Todos temos um mapa na alma.

Uma carta de viagens que foram exteriores e em que tivemos como parceiros aqueles com quem nos cruzamos. Agora, já metamorfoseada, já inscrita no interior do peito, desejamos a imutabilidade, a perenidade dos traços.

Paradoxal desejo este que, perante a visão certeira e contínua de um mapa em mutação constante, retém a vontade incontrolável de o vermos quieto, como se em vez de uma caótica carta de emoções guardássemos dentro colecções inteiras e catalogadas de fotografias.

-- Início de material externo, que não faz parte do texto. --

PR #6368, opened 2025-06-22
Added quests to leisure=sauna

paulklie:
Currently there are around 14k non private saunas.
This PR expands the AddOpeningHours, AddWheelchairAcessBuisness and AddPlaceName Quests to them.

Esta inominável dualidade faz com que cada momento de mudança, breve que seja, se encare como ponto final, um porto de chegada. O movimento é sentido, mas é retido o mover do seu mundo. Imobilizamos o instante e acreditamos, mesmo sem força, que aquele brevíssimo segundo, o último que vimos, é o que permanecerá no mapa desenhado.

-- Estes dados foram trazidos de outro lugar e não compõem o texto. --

PR #6375, opened 2025-06-26
#6373 Ask for ferry relationships and ferry ways not part of a ferry relationship

### LINKED ISSUE #6373: Ferry access quests misshandle ways in relations
Ferry routes can be ways or relations.
Ways are generally used to mark single point to point ferrys that only stop in two places and where each side is used only by one line.
In other cases routes are a relation made up out of multiple ways.
For the ferry access quests we ask for access for both cases: 
https://github.com/streetcomplete/StreetComplete/blob/6eaf52d3eb7027b8d292f907b2b0b02366120523/app/src/main/java/de/westnordost/streetcomplete/quests/ferry/AddFerryAccessPedestrian.kt#L14
However this can lead to issues when a ferry route is made up of multiple ways:

1. Since we ask for both the relation and the way we massively increase the workload, especially for very complex areas. This is very spammy for the user since they are being asked if the ferry suddenly stopped accepting pedestrians / motor_viecles midway in the journey.
2. Asking for ways that are shared by multiple ferry routes can lead to bad data: The user might take route 1 on a way that is shared with route 2, if their access differs the user is probably unaware of this and will answer only for ferry 1.

I also find that the query for relations tends to not work at times? Does the entire relation need to be loaded? It seems very unreliable on my end.

I instead of filtering for any way or relation with route=ferry, we filter for:
relation with route=ferry and not route_master
way with route=ferry and not part of a relation with route=ferry.

paulklie:
resolve #6373
I don't have much experience in kotlin, or this repo so am unsure if I conforms to coding guidelines, so some feedback would be good. But it seems to work with my testing. 
Since we might be adding many ferry quests I think it might make sence to move some duplicate code to a single place, but not sure where that should be.


app/src/commonMain/kotlin/de/westnordost/streetcomplete/data/osm/mapdata/MapDataApiParser.kt
```diff
@@ -64,7 +64,7 @@ private fun XmlReader.parseMapData(ignoreRelationTypes: Set<String?>): MutableMa
         END_ELEMENT -> when (localName) {
             "node" -> result.add(Node(id!!, position!!, tags.orEmpty(), version!!, timestamp!!))
             "way" -> result.add(Way(id!!, nodes, tags.orEmpty(), version!!, timestamp!!))
-            "relation" -> if (tags.orEmpty()["type"] !in ignoreRelationTypes) {
+            "relation" -> if (tags.orEmpty()["type"] !in ignoreRelationTypes || tags.orEmpty()["route"] == "ferry") {
```
matkoniecz: probably `if (tags.orEmpty()["type"] !in ignoreRelationTypes || tags.orEmpty()["route"] == "ferry")` should be rebuilt into `ignorableRelation(tags)` or similar - that will check both `type` and `route` tags

this (or something similar) should be done to avoid making `ignoreRelationTypes` misleading
as now `ignoreRelationTypes` includes `route` which is no longer entirely ignored

app/src/androidMain/kotlin/de/westnordost/streetcomplete/quests/ferry/AddFerryAccessMotorVehicle.kt
```diff
@@ -26,4 +31,44 @@ class AddFerryAccessMotorVehicle : OsmFilterQuestType<Boolean>(), AndroidQuest {
...
+            return null
+        }
+
+        return true
+    }
+
+    private fun isApplicableTo(element: Element, mapData: MapDataWithGeometry): Boolean {
+        val tags = element.tags
+
+        // Filter out ferries that are part of a ferry route relation
```
matkoniecz: maybe it is possible to extract this to shared `de.westnordost.streetcomplete.quests.ferry` file? 

Like was done in say https://github.com/streetcomplete/StreetComplete/blob/master/app/src/androidMain/kotlin/de/westnordost/streetcomplete/quests/construction/MarkCompletedConstructionUtils.kt ?

(note: I have lower confidence here, maybe wait if someone else will protest)

matkoniecz:
Big thanks for implementing it!

> But it seems to work with my testing.

it may be worth adding also an automated tests

see say https://github.com/streetcomplete/StreetComplete/blob/2c4303539600c176c8adcb7d1b831edad128496d/app/src/androidUnitTest/kotlin/de/westnordost/streetcomplete/quests/building_entrance/AddEntranceTest.kt or https://github.com/streetcomplete/StreetComplete/blob/2c4303539600c176c8adcb7d1b831edad128496d/app/src/androidUnitTest/kotlin/de/westnordost/streetcomplete/quests/address/AddHousenumberTest.kt as a base

app/src/commonMain/kotlin/de/westnordost/streetcomplete/data/osm/mapdata/MapDataApiParser.kt
paulklie: I have no idea how this could be achieved other than by adding another includeRelationTypes with only a single element, which seems quite unnecessary

paulklie:
> Big thanks for implementing it!
> 
> > But it seems to work with my testing.
> 
> it may be worth adding also an automated tests
> 
> see say https://github.com/streetcomplete/StreetComplete/blob/2c4303539600c176c8adcb7d1b831edad128496d/app/src/androidUnitTest/kotlin/de/westnordost/streetcomplete/quests/building_entrance/AddEntranceTest.kt or https://github.com/streetcomplete/StreetComplete/blob/2c4303539600c176c8adcb7d1b831edad128496d/app/src/androidUnitTest/kotlin/de/westnordost/streetcomplete/quests/address/AddHousenumberTest.kt as a base

Added tests.

app/src/commonMain/kotlin/de/westnordost/streetcomplete/data/osm/mapdata/MapDataApiParser.kt
matkoniecz: I thought about replacing current `ignoreRelationTypes()` that takes no arguments by `ignorableRelation(tags)` that would take tag list as an argument, and remove current `ignoreRelationTypes` function

(it would replace it - I would not add an extra new function)

paulklie: I am sorry I dont understand what you mean, I am quite new to kotlin so I dont quite understand: how can ignoreRelationTypes() (which is a variable right?) take arguments?

matkoniecz: I thought about creating a function that would replace `ignoreRelationTypes` set (which is not a function, you are right, sorry for a confusion)

paulklie: Ah no worries, can you think of any other way this could be improved?

matkoniecz: I will try to take look at this, but may take few days as I will be away on multiple family events over next days

feel free to ping me on Tuesday if I will do nothing

(I would try introducing `ignorableRelation(tags)` function)

paulklie:
For testing, I can recommend this place:

https://www.openstreetmap.org/?mlat=47.72750&mlon=13.43909#map=16/47.72750/13.43909

It has all combinations: a simple ferry route that is just a way, and a way that is part of a relation right next to eachother.

app/src/androidMain/kotlin/de/westnordost/streetcomplete/quests/ferry/AddFerryAccessMotorVehicle.kt
```diff
@@ -26,4 +31,24 @@ class AddFerryAccessMotorVehicle : OsmFilterQuestType<Boolean>(), AndroidQuest {
...
+            isApplicableTo(element, mapData)
+        }
+    }
+
+    override fun isApplicableTo(element: Element): Boolean? {
+        // Check if it's a relation. If not its a way and is required not to be part of a relation.
+        val tags = element.tags
+        if (element.type == ElementType.RELATION) {
+            return true
+        }
```
westnordost: So, any relation is applicable? Cool! ;-) 

(I think you are missing a TODO here)

westnordost (changes requested):
@matkoniecz is correct, this is the wrong point at which to make the ignored relation types more dynamic/flexible because which relations are ignored is already relevant for the **`Uploader`**.

The correct point would be to replace `val IGNORED_RELATION_TYPES: Set<String>` in `ApplicationConstants.kt` with a function like 
```
fun isRelationIgnored(tags: Map<String, String>): Boolean
```

This function is then passed as a parameter to all places where currently `IGNORED_RELATION_TYPES` is passed to and those places need to be refactored to accept a function. (For example, maybe there are other solutions, too)

This part, by the way, should ideally be a separate PR, enabling this PR.

---

Regarding  `FerryUtils.kt`, it looks fine. More consistent with the rest of the code and probably more performant however would be a more functional style, e.g. something like
```kt
val ferryRouteWays: Collection<Way> = ...
val ferryRouteRelations: Collection<Relation> = ...
val waysInFerryRouteRelations: Set<Way> = ...
return ferryRouteRelations + (ferryRouteWays - waysInFerryRouteRelations)
```

This is pretty compact and straightforward, little duplicated code, so maybe `FerryUtils` is not even necessary anymore.

app/src/androidMain/kotlin/de/westnordost/streetcomplete/quests/ferry/AddFerryAccessMotorVehicle.kt
paulklie: Oops, good catch. I fixed it and added a testcase for this.

paulklie:
> Regarding `FerryUtils.kt`, it looks fine. More consistent with the rest of the code and probably more performant however would be a more functional style, e.g. something like
> (More performant because currently you have to iterate through all relations for every single ferry route way)

I am afraid this exceeds my limited kotlin knowledge, and I dont know how todo this.
> 
> This is pretty compact and straightforward, little duplicated code, so maybe `FerryUtils` is not even necessary anymore.

Hmm I think we can also reuse it for other ferry quests (MaxWeight, Fee) as well as further ones that might be useful (Opening Hours, Maxweight?) to.

westnordost:
Well, for the record, I don't like it, but it seems to be common tagging practice, so it unfortunately makes sense for StreetComplete to take this into account.

In my last commit, I implemented what I noted in my last comment. I kept your utils file and changed the tests to test exactly only that helper function.

paulklie:
> In my last commit, I implemented what I noted in my last comment. I kept your utils file and changed the tests to test exactly only that helper function.

Ok great thanks!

Dentro de nós há lugares que desconhecemos por completo.

A dor abre-lhes as portas e só então percebemos que existiam desde sempre. Visitamos estes compartimentos revelados, povoamo-los de bricabraques de memórias e deixamos que o sol os invada e levante a poeira que continham.

A dor é desta forma similar a uma chave que sempre esteve na palma da nossa mão sem o sabermos. Os espaços abertos são redutos ignorados, ou bunkers invioláveis, até ao momento em que os percebemos nossos desde o início do tempo.

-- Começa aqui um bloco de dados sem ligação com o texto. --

Issue #6465, opened 2025-08-23
Opening hour quest filter quirks


paulklie:
**Current situation**
Currently we mostly ask for opening_hours only for places with a name (or brand or noname=yes). The reason given in https://github.com/streetcomplete/StreetComplete/issues/224#issuecomment-301276191 (lacking translation for tags) in my understanding, is now resolved. Additionally GPS accuracy has improved in the last 8 years, especially due to the inclusion of the Galileo navigation system in most most modern smart phones.

https://github.com/streetcomplete/StreetComplete/blob/9574a0d89d3fcf7d4ed6f7fce097b2684017c002/app/src/androidMain/kotlin/de/westnordost/streetcomplete/quests/opening_hours/AddOpeningHours.kt#L127

A few elements (toilets and barriers), are excluded from this filter (mostly during resurvey) while other are not, for example: charging_station, parking garages, showers and observation towers (the latter two being my fault) are not updated, since they rarely have names. Removing this filter would especially help in these cases.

A felicidade é somente um corredor sem história por onde caminhamos sempre de costas voltadas para os nossos mais soturnos sofrimentos.

Creio que a ampliação da alma se faz apenas através da dor.

A ausência dela raramente conta histórias que fascinam.

A aliança não estranha, embora ocasional, entre felicidade e a ausência de Dor, amolece e amortece, atenuando o instinto de sobrevivência que é um dos motores da criatividade humana.

Há uma face estética na dor que a torna, muitas vezes, no lugar-comum dos artistas.

A arte pode então ser uma confissão discreta de uma dor imensa, mas pode resvalar, metamorfoseando-se na mise-en-scéne sentimental de alguém.

Estou amiúde sentimentalmente céptica em relação aos que exprimem bem a sua dor. Sobretudo daqueles que fazem dela um poema.

Os grandes trágicos são mudos e choram no silêncio.